Article from Tcat Houser editor-in-chief of TRCBNews.com that recently ignited some fire with 2 articles:
OpenOffice versus LibreOffice versus The World and The Biggest Failure in Open Source Is…

Some of the Linux faithful will look at this and say: “There he goes again, bashing open-source. He’s just a Microsoft shill.” They will use the fact I am an MCSE as ‘proof’ of their opinion.

Version 4.0 of LOO still suffers from the issue of cross file compatibility to Microsoft Office. However, the good news is the pain is less than ever before and we now get the ability to open Visio and Publisher files! Personally, I have not used either of these Microsoft programs in years so I cannot attest to how well they are handled.

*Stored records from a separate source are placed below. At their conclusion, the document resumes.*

PR #727, opened 2020-05-11
Idle connections are checked and timed out more frequently

carterkozak:
Previously the idle timeout and check interval were the same,
resulting in the potential for connections to live twice as long
as we expected. While this isn't a big problem, it introduces a
potential race when the server closes an idle connection as the
client attempts to check it out from the pool. The liveness check
can succeed while the subsequent request occurs after the
server-side has closed.

## After this PR
==COMMIT_MSG==
Idle connections are checked and timed out more frequently
==COMMIT_MSG==

## Possible downsides?
More state to manage ourselves

### DIFF
--- a/dialogue-apache-hc4-client/src/main/java/com/palantir/dialogue/hc4/ApacheHttpClientChannels.java
+++ b/dialogue-apache-hc4-client/src/main/java/com/palantir/dialogue/hc4/ApacheHttpClientChannels.java
@@ -17,7 +17,9 @@ package com.palantir.dialogue.hc4;
 
 import com.codahale.metrics.Meter;
 import com.google.common.collect.ImmutableSet;
+import com.google.common.io.Closer;
 import com.google.common.primitives.Ints;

Beyond my own daily use of LOO I have read in depth every review I could find on the Internet. My honest summary is they are far more negative than my feelings. Yes I must agree with everyone else that the most lacking area is complex documents not playing nice with MS Office. The second most cited shortcoming is the relatively confusing menus. I cannot really disagree there either. And there is always two sides to the coin. LOO’s brightside is shinier than ever. Less noticed is how much this version has pulled away to lead over Apache Open Office (AOO) formally known as Open Office Organization (OOO).
More about that later.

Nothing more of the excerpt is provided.